Под ворохом звериных шкур покоился Ургаш. Орк дышал хрипло, но спокойно. Лихорадка прошла, но Локвуд не мог сказать, было ли это хорошим знаком или же свидетельством скорой смерти вождя. Знания внутреннего строения орков у него были весьма поверхностные.
Старик сделал всё, что мог. Зазубренные осколки стрелы, закалённой в смертоносном яде императорской жабы, что водилась лишь на Самоцветных островах, теперь покоились в деревянной плошке. Жала из ядовитого металла. Каждый раз, когда старик смотрел на них, ему не верилось, что Ургаш вообще прожил так долго. Любой человек на его месте уже давно предстал бы перед судом Древних.
У входа в жилище сидел Ушан, растирая в каменной плошке какие-то лекарственные травы. Периодически он отрывался от этого занятия, чтобы ответить Зоре, осторожно справляющейся о состоянии вождя.

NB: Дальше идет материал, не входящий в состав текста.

PR #33, opened 2017-07-31
http: http-utils added after extraction

odeke-em:
Found common http utils that were being multiply duplicated across
many libraries and since am moving things in basecoin/unstable to
add for more functionality, it's better to put them in one
place.

Utilities and tests added:
- [X] ParseRequestJSON
- [X] ParseAndValidateRequestJSON
- [X] WriteCode
- [X] WriteError
- [X] WriteSuccess
- [X] ErrorResponse

### DIFF
--- a/common/http.go
+++ b/common/http.go
@@ -1,0 +1,153 @@
+package common
+
+import (
+	"encoding/json"
+	"io"
+	"net/http"
+
+	"gopkg.in/go-playground/validator.v9"
+
+	"github.com/pkg/errors"
+)
+
+type ErrorResponse struct {
+	Success bool `json:"success,omitempty"`
+
+	// Err is the error message if Success is false
+	Err string `json:"error,omitempty"`
+
+	// Code is set if Success is false
+	Code int `json:"code,omitempty"`
+}
+
+// ErrorWithCode makes an ErrorResponse with the
+// provided err's Error() content, and status code.
+// It panics if err is nil.
+func ErrorWithCode(err error, code int) *ErrorResponse {
+	return &ErrorResponse{
+		Err:  err.Error(),
+		Code: code,
+	}
+}
+
+// Ensure that ErrorResponse implements error
+var _ error = (*ErrorResponse)(nil)
+
+func (er *ErrorResponse) Error() string {
+	return er.Err
+}
+
+// Ensure that ErrorResponse implements httpCoder
+var _ httpCoder = (*ErrorResponse)(nil)
+
+func (er *ErrorResponse) HTTPCode() int {
+	return er.Code
+}
+
+var errNilBody = errors.Errorf("expecting a non-nil body")
+
+// FparseJSON unmarshals into save, the body of the provided reader.
+// Since it uses json.Unmarshal, save must be of a pointer type
+// or compatible with json.Unmarshal.
+func FparseJSON(r io.Reader, save interface{}) error {
+	if r == nil {
+		return errors.Wrap(errNilBody, "Reader")
+	}
+
+	dec := json.NewDecoder(r)
+	if err := dec.Decode(save); err != nil {
+		return errors.Wrap(err, "Decode/Unmarshal")
+	}
+	return nil
+}
+
+// ParseRequestJSON unmarshals into save, the body of the
+// request. It closes the body of the request after parsing.
+// Since it uses json.Unmarshal, save must be of a pointer type
+// or compatible with json.Unmarshal.
+func ParseRequestJSON(r *http.Request, save interface{}) error {
+	if r == nil || r.Body == nil {
+		return errNilBody
+	}
+	defer r.Body.Close()
+
+	return FparseJSON(r.Body, save)
+}
+
+// ParseRequestAndValidateJSON unmarshals into save, the body of the
+// request and invokes a validator on the saved content. To ensure
+// validation, make sure to set tags "validate" on your struct as
+// per https://godoc.org/gopkg.in/go-playground/validator.v9.
+// It closes the body of the request after parsing.
+// Since it uses json.Unmarshal, save must be of a pointer type
+// or compatible with json.Unmarshal.
+func ParseRequestAndValidateJSON(r *http.Request, save interface{}) error {
+	if r == nil || r.Body == nil {
+		return errNilBody
+	}
+	defer r.Body.Close()
+
+	return FparseAndValidateJSON(r.Body, save)
+}
+
+// FparseAndValidateJSON like FparseJSON unmarshals into save,
+// the body of the provided reader. However, it invokes the validator
+// to check the set validators on your struct fields as per
+// per https://godoc.org/gopkg.in/go-playground/validator.v9.
+// Since it uses json.Unmarshal, save must be of a pointer type
+// or compatible with json.Unmarshal.
+func FparseAndValidateJSON(r io.Reader, save interface{}) error {
+	if err := FparseJSON(r, save); err != nil {
+		return err
+	}
+	return validate(save)
+}
+
+var theValidator = validator.New()
+
+func validate(obj interface{}) error {
+	return errors.Wrap(theValidator.Struct(obj), "Validate")
+}
+
+// WriteSuccess JSON marshals the content provided, to an HTTP
+// response, setting the provided status code and setting header
+// "Content-Type" to "application/json".
+func WriteSuccess(w http.ResponseWriter, data interface{}) {
+	WriteCode(w, data, 200)
+}
+
+// WriteCode JSON marshals content, to an HTTP response,
+// setting the provided status code, and setting header
+// "Content-Type" to "application/json". If JSON marshalling fails
+// with an error, WriteCode instead writes out the error invoking
+// WriteError.
+func WriteCode(w http.ResponseWriter, out interface{}, code int) {
+	blob, err := json.MarshalIndent(out, "", "  ")
+	if err != nil {
+		WriteError(w, err)
+	} else {
+		w.Header().Set("Content-Type", "application/json")
+		w.WriteHeader(code)
+		w.Write(blob)
+	}
+}
+
+type httpCoder interface {
+	HTTPCode() int
+}
+
+// WriteError is a convenience function to write out an
+// error to an http.ResponseWriter, to send out an error
+// that's structured as JSON i.e the form
+//    {"error": sss, "code": ddd}
+// If err implements the interface HTTPCode() int,
+// it will use that status code otherwise, it will
+// set code to be http.StatusBadRequest
+func WriteError(w http.ResponseWriter, err error) {
+	code := http.StatusBadRequest
+	if httpC, ok := err.(httpCoder); ok {
+		code = httpC.HTTPCode()
+	}
+
+	WriteCode(w, ErrorWithCode(err, code), code)
+}
--- a/common/http_test.go
+++ b/common/http_test.go
@@ -1,0 +1,250 @@
+package common_test
+
+import (
+	"bytes"
+	"encoding/json"
+	"errors"
+	"io"
+	"io/ioutil"
+	"net/http"
+	"net/http/httptest"
+	"reflect"
+	"strings"
+	"sync"
+	"testing"
+
+	"github.com/stretchr/testify/assert"
+	"github.com/stretchr/testify/require"
+
+	"github.com/tendermint/tmlibs/common"
+)
+
+func TestWriteSuccess(t *testing.T) {
+	w := httptest.NewRecorder()
+	common.WriteSuccess(w, "foo")
+	assert.Equal(t, w.Code, 200, "should get a 200")
+}
+
+var blankErrResponse = new(common.ErrorResponse)
+
+func TestWriteError(t *testing.T) {
+	tests := [...]struct {
+		msg  string
+		code int
+	}{
+		0: {
+			msg:  "this is a message",
+			code: 419,
+		},
+	}
+
+	for i, tt := range tests {
+		w := httptest.NewRecorder()
+		msg := tt.msg
+
+		// First check without a defined code, should send back a 400
+		common.WriteError(w, errors.New(msg))
+		assert.Equal(t, w.Code, http.StatusBadRequest, "#%d: should get a 400", i)
+		blob, err := ioutil.ReadAll(w.Body)
+		if err != nil {
+			assert.Failf(t, "expecting a successful ioutil.ReadAll", "#%d", i)
+			continue
+		}
+
+		recv := new(common.ErrorResponse)
+		if err := json.Unmarshal(blob, recv); err != nil {
+			assert.Failf(t, "expecting a successful json.Unmarshal", "#%d", i)
+			continue
+		}
+
+		assert.Equal(t, reflect.DeepEqual(recv, blankErrResponse), false, "expecting a non-blank error response")
+
+		// Now test with an error that's .HTTPCode() int conforming
+
+		// Reset w
+		w = httptest.NewRecorder()
+
+		common.WriteError(w, common.ErrorWithCode(errors.New("foo"), tt.code))
+		assert.Equal(t, w.Code, tt.code, "case #%d", i)
+	}
+}
+
+type marshalFailer struct{}
+
+var errFooFailed = errors.New("foo failed here")
+
+func (mf *marshalFailer) MarshalJSON() ([]byte, error) {
+	return nil, errFooFailed
+}
+
+func TestWriteCode(t *testing.T) {
+	codes := [...]int{
+		0: http.StatusOK,
+		1: http.StatusBadRequest,
+		2: http.StatusUnauthorized,
+		3: http.StatusInternalServerError,
+	}
+
+	for i, code := range codes {
+		w := httptest.NewRecorder()
+		common.WriteCode(w, "foo", code)
+		assert.Equal(t, w.Code, code, "#%d", i)
+
+		// Then for the failed JSON marshaling
+		w = httptest.NewRecorder()
+		common.WriteCode(w, &marshalFailer{}, code)
+		wantCode := http.StatusBadRequest
+		assert.Equal(t, w.Code, wantCode, "#%d", i)
+		assert.True(t, strings.Contains(string(w.Body.Bytes()), errFooFailed.Error()),
+			"#%d: expected %q in the error message", i, errFooFailed)
+	}
+}
+
+type saver struct {
+	Foo int    `json:"foo" validate:"min=10"`
+	Bar string `json:"bar"`
+}
+
+type rcloser struct {
+	closeOnce sync.Once
+	body      *bytes.Buffer
+	closeChan chan bool
+}
+
+var errAlreadyClosed = errors.New("already closed")
+
+func (rc *rcloser) Close() error {
+	var err = errAlreadyClosed
+	rc.closeOnce.Do(func() {
+		err = nil
+		rc.closeChan <- true
+		close(rc.closeChan)
+	})
+	return err
+}
+
+func (rc *rcloser) Read(b []byte) (int, error) {
+	return rc.body.Read(b)
+}
+
+var _ io.ReadCloser = (*rcloser)(nil)
+
+func makeReq(strBody string) (*http.Request, <-chan bool) {
+	closeChan := make(chan bool, 1)
+	buf := new(bytes.Buffer)
+	buf.Write([]byte(strBody))
+	req := &http.Request{
+		Header: make(http.Header),
+		Body:   &rcloser{body: buf, closeChan: closeChan},
+	}
+	return req, closeChan
+}
+
+func TestParseRequestJSON(t *testing.T) {
+	tests := [...]struct {
+		body    string
+		wantErr bool
+		useNil  bool
+	}{
+		0: {wantErr: true, body: ``},
+		1: {body: `{}`},
+		2: {body: `{"foo": 2}`}, // Not that the validate tags don't matter here since we are just parsing
+		3: {body: `{"foo": "abcd"}`, wantErr: true},
+		4: {useNil: true, wantErr: true},
+	}
+
+	for i, tt := range tests {
+		req, closeChan := makeReq(tt.body)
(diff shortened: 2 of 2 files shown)


common/http.go
```diff
@@ -0,0 +1,79 @@
...
+	Code int `json:"code,omitempty"`
+}
+
+var errNilBody = errors.Errorf("expecting a non-nil body")
+
+// ParseRequestJSON unmarshals into save, the body of the
+// request. It closes the body of the request after parsing.
+// Since it uses json.Unmarshal, save must be of a pointer type
+// or compatible with json.Unmarshal.
+func ParseRequestJSON(r *http.Request, save interface{}) error {
```
ethanfrey: Please replace *http.Request with io.ReadCloser and r.Body with r

Makes it more reusable

common/http.go
```diff
@@ -0,0 +1,79 @@
...
+	if err != nil {
+		return errors.Wrap(err, "Read Request")
+	}
+	if err := json.Unmarshal(slurp, save); err != nil {
+		return errors.Wrap(err, "Parse")
+	}
+	return nil
+}
+
+func ParseAndValidateRequestJSON(r *http.Request, save interface{}) error {
```
ethanfrey: Same as above

common/http.go
```diff
@@ -0,0 +1,79 @@
...
+	} else {
+		w.Header().Set("Content-Type", "application/json")
+		w.WriteHeader(code)
+		w.Write(blob)
+	}
+}
+
+func WriteError(w http.ResponseWriter, err error) {
+	resp := &ErrorResponse{
+		Code:  http.StatusBadRequest,
```
ethanfrey: We do want a way to set this, right? 

How about allowing some special interface with a method `HTTPCode() int` and if err implements that, use it, otherwise BadRequest

ethanfrey: Oh, and a helper method/struct to add this info

ethanfrey: Or just a third argument to the function which is probably easier

common/http.go
ethanfrey: I have cases where I would like to parse the Body two times into two different structs. Like first one set of keys, and use those to select the other set I need.

common/http_test.go
```diff
@@ -0,0 +1,169 @@
...
+	"testing"
+
+	"github.com/tendermint/tmlibs/common"
+)
+
+func TestWriteSuccess(t *testing.T) {
+	w := httptest.NewRecorder()
+	common.WriteSuccess(w, "foo")
+	got, want := w.Code, 200
+	if got != want {
```
ethanfrey: We have decided to use testify for all test cases. Can you port this... And the below checks

assert.Equal(want,got) instead of the if. 

Use require instead of assert if you want t.Fatal

common/http_test.go
```diff
@@ -0,0 +1,169 @@
...
+	buf.Write([]byte(strBody))
+	req := &http.Request{
+		Header: make(http.Header),
+		Body:   &rcloser{body: buf, closeChan: closeChan},
+	}
+	return req, closeChan
+}
+
+func TestParseRequestJSON(t *testing.T) {
+	tests := [...]struct {
```
ethanfrey: Why not just use a slice here? Please enlighten me

common/http.go
ethanfrey: Or maybe leave as is. And add another function that just reads the bytes safely. Anyway, i do want to parse that data twice sometimes

odeke-em: Thank you for the request for updates. Sure, I can change it and that might be a less broader API for the io.Reader instead of a io.ReadCloser or *http.Request. Coming up in a few.

common/http.go
odeke-em: Roger that, thanks.

common/http_test.go
odeke-em: Good question. So using a slice is usually nice, but doesn't allow you to seek back to the index easily in case of any error, for example
given an error
```shell
sample_test.go:174 "#5: unknown string"
```

## Slice
```go
tests := []string{"a","b","c","d","e","f","g"}
```

## Indexed slice
```
tests := [...]string{0:"a", 1:"b", 2:"c", 3:"d", 4:"e", 5:"f", 6:"g"}
```
in the case of the slice, you'll have to manually go find the element then edit it, and in many cases since we are humans, might change the wrong element(testing becomes harder to fix)
in the case of indexed slice, you just search /5: and that's it. It's a personal style that I've adopted from dealing with many confusing tests cases.

common/http.go
odeke-em: Yeah before, was operating on the premise that all the users just dumped out an http.StatusBadRequest, but sure great idea to make it changeable. I'll make it so that we type assert to check if it implements the HTTPCode interface then switch up the status code

common/http.go
odeke-em: Done, thanks.

odeke-em:
@ethanfrey thanks for the first round, I've updated the PR as per your comments, PTAL.

common/http_test.go
ethanfrey: Interesting

ethanfrey:
FYI: Please don't rebase during a review (until it is approved).  This makes it much harder for me to track what is changed.  I know this is common practice and we had this discussion recently internally as well.

It's nice to see a few changes and track the evolution.

common/http.go
```diff
@@ -0,0 +1,131 @@
...
+
+// FparseJSON unmarshals into save, the body of the provided reader.
+// Since it uses json.Unmarshal, save must be of a pointer type
+// or compatible with json.Unmarshal.
+func FparseJSON(r io.Reader, save interface{}) error {
+	if r == nil {
+		return errNilBody
+	}
+
+	slurp, err := ioutil.ReadAll(r)
```
ethanfrey: Actually now that I think of it... ` json.NewDecoder()` will give you a Decoder that can parse a stream rather than loading all bytes first.

common/http.go
```diff
@@ -0,0 +1,131 @@
...
+	// Code is set if Success is false
+	Code int `json:"code,omitempty"`
+}
+
+var errNilBody = errors.Errorf("expecting a non-nil body")
+
+// FparseJSON unmarshals into save, the body of the provided reader.
+// Since it uses json.Unmarshal, save must be of a pointer type
+// or compatible with json.Unmarshal.
+func FparseJSON(r io.Reader, save interface{}) error {
```
ethanfrey: Nice job with the more generic Fparse functions and keeping the more generic Parse... from request wrappers.

common/http.go
```diff
@@ -0,0 +1,131 @@
...
+// WriteError is a convenience function to write out an
+// error to an http.ResponseWriter, to send out an error
+// that's structured as JSON i.e the form
+//    {"error": sss, "code": ddd}
+// If err implements the interface HTTPCode() int,
+// it will use that status code otherwise, it will
+// set code to be http.StatusBadRequest
+func WriteError(w http.ResponseWriter, err error) {
+	code := http.StatusBadRequest
+	if httpC, ok := err.(httpCoder); ok {
```
ethanfrey: Nice, more flexible.

common/http.go
```diff
@@ -0,0 +1,131 @@
...
+	if err != nil {
+		WriteError(w, err)
+	} else {
+		w.Header().Set("Content-Type", "application/json")
+		w.WriteHeader(code)
+		w.Write(blob)
+	}
+}
+
+type httpCoder interface {
```
ethanfrey: Can you add a simple `WithCode(error, int) error` function that wraps the error and adds a HTTPCode method to it?  It would make this easier to use....

`WriteError(w, WithCode(err, 406))`

common/http_test.go
```diff
@@ -0,0 +1,171 @@
...
+
+var blankErrResponse = new(common.ErrorResponse)
+
+func TestWriteError(t *testing.T) {
+	w := httptest.NewRecorder()
+	msg := "this is an error"
+	common.WriteError(w, errors.New(msg))
+	assert.Equal(t, w.Code, http.StatusBadRequest, "should get a 400")
+	blob, err := ioutil.ReadAll(w.Body)
+	require.Equal(t, err, nil, "expecting a successful ioutil.ReadAll")
```
ethanfrey: There is also `require.Nil`

common/http_test.go
```diff
@@ -0,0 +1,171 @@
...
+
+func TestWriteSuccess(t *testing.T) {
+	w := httptest.NewRecorder()
+	common.WriteSuccess(w, "foo")
+	assert.Equal(t, w.Code, 200, "should get a 200")
+}
+
+var blankErrResponse = new(common.ErrorResponse)
+
+func TestWriteError(t *testing.T) {
```
ethanfrey: Please add a test here that checks what happens when it implements httpCoder

common/http_test.go
```diff
@@ -0,0 +1,171 @@
...
+	"sync"
+	"testing"
+
+	"github.com/stretchr/testify/assert"
+	"github.com/stretchr/testify/require"
+
+	"github.com/tendermint/tmlibs/common"
+)
+
+func TestWriteSuccess(t *testing.T) {
```
ethanfrey: also interesting to see what happens when the object returns an error on json.Marshal, that the error code is set properly.

common/http.go
```diff
@@ -0,0 +1,131 @@
...
+	"io/ioutil"
+	"net/http"
+
+	"gopkg.in/go-playground/validator.v9"
+
+	"github.com/pkg/errors"
+)
+
+type ErrorResponse struct {
+	Success bool `json:"success,omitempty"`
```
ethanfrey: Since `success` is always set to `false`, `omitempty` will make it disappear. 
Maybe we should remove it, but then from the code below as well.

common/http.go
```diff
@@ -0,0 +1,131 @@
...
+}
+
+var errNilBody = errors.Errorf("expecting a non-nil body")
+
+// FparseJSON unmarshals into save, the body of the provided reader.
+// Since it uses json.Unmarshal, save must be of a pointer type
+// or compatible with json.Unmarshal.
+func FparseJSON(r io.Reader, save interface{}) error {
+	if r == nil {
+		return errNilBody
```
ethanfrey: Noted other errors are `errors.Wrap`d but this not.  Is there a reason?

common/http_test.go
```diff
@@ -0,0 +1,171 @@
...
+	}
+	return req, closeChan
+}
+
+func TestParseRequestJSON(t *testing.T) {
+	tests := [...]struct {
+		body    string
+		want    interface{}
+		wantErr bool
+	}{
```
ethanfrey: want is always nil? shouldn't you provide a `new(InputStruct)` or something like that.  Otherwise, of course they all error. It would be good to see some positive results as well.

common/http_test.go
```diff
@@ -0,0 +1,171 @@
...
+	require.Equal(t, reflect.DeepEqual(sav, &saver{Foo: 100, Bar: "blockchain"}), true, "should have parsed both")
+}
+
+func TestParseAndValidateRequestJSON(t *testing.T) {
+	tests := [...]struct {
+		body    string
+		want    interface{}
+		wantErr bool
+	}{
+		0: {wantErr: true, body: ``},
```
ethanfrey: Same comment as above: 
want is always nil? shouldn't you provide a `new(saver)` or something like that.  Otherwise, of course they all error. It would be good to see some positive results as well.  Feel these tests were 80% finished.

common/http.go
odeke-em: So ErrorResponse.Success is used in tendermint/basecoin/cmd/baseserver and tendermint/go-crypto/keys so IMO we still need it.

common/http.go
odeke-em: Not really, just a migration without too much thought plus the other errors are wrapped because we received an error and wanted to add context; here `r == nil` as opposed to `err != nil` but the two cases could be made into the same thing; Seems like you are leaning towards errors.Wrap right?

common/http.go
odeke-em: Good train of thought, I had briefly considered that but thought ioutil.ReadAll sufficed. I'll update it to use json.NewDecoder, thanks.

common/http_test.go
odeke-em: No, want is never used in the test, it was just an artifact of a changed test, I'll remove it.

common/http_test.go
odeke-em: No, want is never used in the test, it was just an artifact of a changed test, I'll remove it.
And there are some positive results, please see the usage of wantErr:true and not, that tests the different scenarios.

common/http_test.go
odeke-em: Yeah as mentioned in https://github.com/tendermint/tmlibs/pull/33#discussion_r130777591, there are also positive results which is what `wantErr: true` helps define the wanted errors from non wanted errors, please see the test body in the for loop.

common/http.go
odeke-em: In particular it is used in tendermint/client/rest/handlers.go#DeleteKey to indicate the response to the caller, on the wire.

common/http_test.go
odeke-em: Nice, thanks, I'll use that.

odeke-em:
Thank you @ethanfrey for the second round of review, please see the latest PR. Oh so it is the style at Tendermint to keep all revisions of updates in history? My bad I didn't know about that and was always rebasing all my commits so that I'd have a single commit at the end so anyways now I won't anymore.

common/http.go
ethanfrey: I like the FparseRequest format.

ethanfrey:
Rebasing at the end is not bad.  I usually rebase together minor fixups, bugfixes, but allow multiple commits per pr.  If they are adding separate pieces  of code (our prs are often rather large, >500 lines and touch a few different aspects), it makes it easier to follow. This PR would make sense as one commit though, as it is just different revisions of the same file.

The point was only to wait until it was all approved, then collapse commits and rebase on the latest develop to get a clean history.

common/http.go
ethanfrey: ugh, i was abusing that type, huh?  okay, leave it, but maybe remove the `omitempty`

common/http.go
```diff
@@ -14,29 +13,50 @@ import (
 type ErrorResponse struct {
 	Success bool `json:"success,omitempty"`
 
-	// Error is the error message if Success is false
-	Error string `json:"error,omitempty"`
+	// Err is the error message if Success is false
+	Err string `json:"error,omitempty"`
```
ethanfrey: Yeah, I think that is a nicer name

common/http.go
```diff
@@ -0,0 +1,153 @@
...
+}
+
+// WriteError is a convenience function to write out an
+// error to an http.ResponseWriter, to send out an error
+// that's structured as JSON i.e the form
+//    {"error": sss, "code": ddd}
+// If err implements the interface HTTPCode() int,
+// it will use that status code otherwise, it will
+// set code to be http.StatusBadRequest
+func WriteError(w http.ResponseWriter, err error) {
```
ethanfrey: I like it very much now, with the ErrorWithCode reuse.

common/http.go
```diff
@@ -0,0 +1,153 @@
...
+	Err string `json:"error,omitempty"`
+
+	// Code is set if Success is false
+	Code int `json:"code,omitempty"`
+}
+
+// ErrorWithCode makes an ErrorResponse with the
+// provided err's Error() content, and status code.
+// It panics if err is nil.
+func ErrorWithCode(err error, code int) *ErrorResponse {
```
ethanfrey: Crazy, so this is both a struct to serialize, and an enhanced error to add the http code in WriteError?

Minimal API and I think this is a good design, I just had to scroll up again to check my eyes.

common/http_test.go
```diff
@@ -0,0 +1,245 @@
...
+
+		assert.Equal(t, reflect.DeepEqual(recv, blankErrResponse), false, "expecting a non-blank error response")
+
+		// Now test with an error that's .HTTPCode() int conforming
+
+		// Reset w
+		w = httptest.NewRecorder()
+
+		common.WriteError(w, common.ErrorWithCode(errors.New("foo"), tt.code))
+		assert.Equal(t, w.Code, tt.code, fmt.Sprintf("#%d: got=%d want=%d", i, w.Code, tt.code))
```
ethanfrey: Good test, but you can write the check shorter.
1) assert.Equal always prints the two values if they don't equal, as a default.
2) The arguments after the comparison values are interpreter by fmt.Sprintf already

This is effectively the same:
`assert.Equal(t, w.Code, tt.code, "#%d", i)`

It will `fmt.Sprintf("#%d", i)` as the message for you, no need to write it out.
And want and got are always in the top of the error message.

common/http_test.go
```diff
@@ -0,0 +1,245 @@
...
+		w := httptest.NewRecorder()
+		common.WriteCode(w, "foo", code)
+		assert.Equal(t, w.Code, code, fmt.Sprintf("#%d", i))
+
+		// Then for the failed JSON marshaling
+		w = httptest.NewRecorder()
+		common.WriteCode(w, &marshalFailer{}, code)
+		wantCode := http.StatusBadRequest
+		assert.Equal(t, w.Code, wantCode, fmt.Sprintf("#%d", i))
+		assert.Equal(t, strings.Contains(string(w.Body.Bytes()), errFooFailed.Error()), true,
```
ethanfrey: There is also `assert.True` for this case.

common/http_test.go
```diff
@@ -0,0 +1,245 @@
...
+	for i, code := range codes {
+		w := httptest.NewRecorder()
+		common.WriteCode(w, "foo", code)
+		assert.Equal(t, w.Code, code, fmt.Sprintf("#%d", i))
+
+		// Then for the failed JSON marshaling
+		w = httptest.NewRecorder()
+		common.WriteCode(w, &marshalFailer{}, code)
+		wantCode := http.StatusBadRequest
+		assert.Equal(t, w.Code, wantCode, fmt.Sprintf("#%d", i))
```
ethanfrey: Nitpick: `assert.Equal(t, w.Code, wantCode, "#%d", i)`

common/http_test.go
```diff
@@ -0,0 +1,245 @@
...
+	return req, closeChan
+}
+
+func TestParseRequestJSON(t *testing.T) {
+	tests := [...]struct {
+		body    string
+		wantErr bool
+		useNil  bool
+	}{
+		0: {wantErr: true, body: ``},
```
ethanfrey: look good the cases

common/http_test.go
```diff
@@ -0,0 +1,245 @@
...
+	require.NotEqual(t, nil, common.FparseJSON(nil, sav), "expecting a nil error report")
+}
+
+func TestParseAndValidateRequestJSON(t *testing.T) {
+	tests := [...]struct {
+		body    string
+		wantErr bool
+		useNil  bool
+	}{
+		0: {wantErr: true, body: ``},
```
ethanfrey: please add at least one test that passes, eg. `{"foo": 20}` or there is no proof that anything will validate successfully.

common/http_test.go
```diff
@@ -0,0 +1,245 @@
...
+		if tt.useNil {
+			req.Body = nil
+		}
+		sav := new(saver)
+		err := common.ParseRequestJSON(req, sav)
+		if tt.wantErr {
+			assert.NotEqual(t, err, nil, fmt.Sprintf("#%d: want non-nil error", i))
+			continue
+		}
+		assert.Equal(t, err, nil, fmt.Sprintf("#%d: want nil error", i))
```
ethanfrey: We never check the value was stored properly on success.... maybe nitpicky but at least one check on foo.

Also, simplifying the assert checks... shorter and I get the full stack trace if there is an error.
`assert.Nil(t, err, "#%d: %+v", i, err)`

ethanfrey:
Okay, I am happy with how it has shaped up.  Nice code I am happy to use :)

Some minor feedback to add a check or two in the Parse tests, and to simplify the assert calls.  I have basically three patterns:

`assert.Equal(expected, got, "#%d", i)`
`assert.Nil(err, "#%d: %+v", i, err)`
`assertTrue(check(), "#%d", i)` (or maybe a little more data about what data you were checking)

They let you know the reason (a is not b, err is not nil, ...) and no need for fmt.Sprintf, it is used by the library internally.

If you do a little cleanup, you can squash the commits and rebase on the latest unstable, and I will merge it in. (I'll be online til like noon your time today).

common/http_test.go
odeke-em: Oops, thought I had one before, but not anymore.

common/http_test.go
odeke-em: Nice, thanks for letting know. Yeah:
1) The signature for assert.Equal kinda tripped me out and I couldn't intuitively guess what it did
http://godoc.org/github.com/stretchr/testify/assert#Equal
screen shot 2017-08-02 at 11 23 36 am

VS

https://golang.org/pkg/fmt/#Printf
screen shot 2017-08-02 at 11 27 04 am

Notice the lack of: `format string, args ...interface{}` which in the case of assert.Equal are `msgAndArgs ...interface{}`

I'll update that in a sec.

common/http_test.go
odeke-em: Done.

common/http_test.go
odeke-em: Done, thanks.

odeke-em: That's done in TestWriteCode, thanks.

common/http.go
odeke-em: Implemented with `ErrorWithCode`

common/http.go
odeke-em: So I am keeping the omitempty so that in cases where we do
`success` and leave the rest out, only `success` is sent on the wire and the opposite, when `err` and `code` are defined, we only send `err` and `code` on the wire.

odeke-em:
Thank you @ethanfrey for the other round of review, I've updated the PR with your comments(thank you), and also squashed my commits into 1. PTAL.

common/http.go
ethanfrey: okay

Чтобы согнать дремоту, Локвуд решил сменить компресс. В этот момент он услышал снаружи грубые голоса орков. Несмотря на то что разобрать их исковерканный диалект было очень сложно, ключник понял, что там назревает что-то дурное. Орки хотели видеть вождя. В их словах легко угадывались настырность и вызов.
Значит, произошло то, чего опасался Ош. Кто-то из орков пожелал занять место Ургаша, воспользовавшись слабостью вожака. Этот жестокий обычай орков был хорошо известен.
Не успело утомлённое сознание ключника толком осознать, что происходит, как снаружи завязалась драка.
— С ним будь, — коротко велел Ушан, указав своей палкой на Ургаша, и поднялся.
Кто-то сорвал полог, закрывающий вход. В тусклом свете зачатков далёкого восхода появилась лохматая фигура. Путь ей тут же преградил Ушан. Старый слепой орк успел пару раз угостить непрошеного гостя своей палкой, перед тем как его самого ударили в живот коротким кривым ножом.
Отпихнув ослабшего калеку со своего пути, пришелец двинулся к постели Ургаша. Его рука сжимала окровавленный клинок, а единственный желтый глаз горел в полумраке недобрым огнём.
Локвуд не мог пошевелиться. Нет, его парализовал не страх, а какие-то сбивчивые, навязчивые мысли. В чём причина столь неудержимой злобы? Ему показалось, что всё происходящее просто страшный сон. Кошмар, от которого он вот-вот очнётся…
Однако ключник не проснулся. Казалось, сам злой рок навис над ним тёмным силуэтом орка, заносящим оружие для смертельного удара. Издав боевой клич, дикарь обрушил на старика нож.
Испугаться ключник не успел. Впрочем, и его долгая, достойная жизнь ещё не закончилась…
Кривое лезвие остановилось на полпути. Оно не достигло своей цели. Огромная волосатая лапища, вынырнувшая из-под шкур, перехватила запястье орка на лету. Раздался утробный, почти звериный рык. В отличие от визгливого клича орка с ножом он был глухим и страшным, как рёв горного обвала, грозящего смести всё на своём пути.
Ошеломлённый дикарь попытался освободиться, но его рука была в железной хватке самого Крушителя. Гигант поднялся с лежанки, как медведь, очнувшийся от долгой спячки. Страшный, сердитый и голодный. Запястье орка жалобно хрустнуло. Нож брякнул о камни пола.
Ургаш закричал.
* * *
Когда раздался крик вождя, орки разом прекратили сражаться, уставившись на тёмное жерло его берлоги.
Сначала снаружи показался окровавленный орк. На его злобном, худом лице застыла неподвижная маска смерти. Он уже не мог стоять сам. Бездыханное тело поддерживала лапища вождя, сжимавшая горло бедняги, как куриную шею.
Мертвец повалился к ногам бунтовщиков. За ним из тьмы хижины показался Ургаш. Вожак орков был страшен. И без того пугающее лицо осунулось и побледнело. В нём было куда меньше жизни, чем раньше, но глаза пылали поистине испепеляющим гневом. Они завораживали орков, как взгляд змеи, смотрящей на свою добычу. Двумя крохотными жёлтыми угольками на них взирала сама смерть.